No not the short story thing, ie Hemingway’s “For sale. Baby Shoes. Never worn”.
Instead, I mean, the * words currently defining our Age. Our Zeitgeist. Our external, intangible, waver of collective feeling that controls us and the way we see things.
endemic uncertainty
opposing/opposed systems
universal inaccuracy
WE have no idea what will happen? Sure.
We have no idea WHAT IS HAPPENING.
RAND have made it clear, since 1968, that the risk we are facing is based on the words of Albert Wohlstetter:
I also had an uncomfortable suspicion that the devastating remark of the great French mathematician, Henri Poincaré, about sociology ("The most methods, and the least results") might only too accurately describe the way one might dally in the approach to any social science in order to avoid actually going in and getting lost in a very dense jungle. Maps, brochures, the purchase of compasses, machetes, bush jackets and rakish tropical helmets can be used as a substitute for a hot and sweaty journey. In short, I sympathize with Johan Galtung's misgivings about theories about theory in a theory-poor field. (And with the feeling expressed by Burton Marshall since I first wrote these lines: reading the behaviorist literature in international relations seems a bit like sitting through an overture that never ends.[1] But I find that traditionalist critiques of behavioral essays on methodology, with rare exceptions like Marshall's own laconic contributions, have their own longeurs.)
In other words, we are convincing ourselves that certainty is the goal when we do not have the methodologies in place to increase certainty. More recently RAND have used ‘endemic uncertainty’, their phrase, to explain the Geopolitical risks we face.
opposed/opposing systems
Conflict. Creating uncertainty because we do not know which way the wind will blow? No. More like we have low probability/high impact scenarios and nothing in the middle. In other words, the outcomes are 2 or 12 (as the sum of 2 six-sided dice when rolled), odds of 36:1. There is no field. No easy bet.
Arbitrage emerges from opposing systems. Hedging, in part, or exploiting discrepancies, between 2 markets, products, contracts, times, or entities. Systems that price them, value them, trade them, supply them, demand them, and create them. NKE is at the mercy of a buyback program in direct conflict with an aggressive Options market keeping the Put:Call ratio convincingly bearish.

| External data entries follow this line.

PR #1413, opened 2024-07-29
Update azcore version

chlowell:
We need to ship this ASAP to prevent Component Governance flagging new libraries for an indirect CVE.


jhendrixMSFT:
You'll need to `rush regenerate` and `rush tspcompile` to regenerate the world. You might also need to `rush modtidy` after.

chlowell:
Should `rush regenerate` also regenerate the baseline for `autorest.gotest`?

jhendrixMSFT:
No, and it looks like those mock modules use very old versions. Might be best to revert that part of the change and let @tadelesh update autorest.gotest separately as I don't understand all the nuance of making changes there.

jhendrixMSFT:
Can you also update the changelog for the tsp emitter to include a note about updating the minimum version of `azcore`? You might need to rebase after my recent merge.

jhendrixMSFT (approved):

Then there is universal inaccuracy. Something that has emerged because of the AI traffic dominating the internet and social media sites.
We do not have the bandwidth to process the data we are creating and receiving simultaneously.
The point here is that we are experiencing an inaccurate world. From prices of NKE shares to bank balances, everything is at the mercy of the velocity of data, and we are doing a terrible job keeping up.
News, prices, and even flood warnings are struggling to pierce the lack of bandwidth we have globally.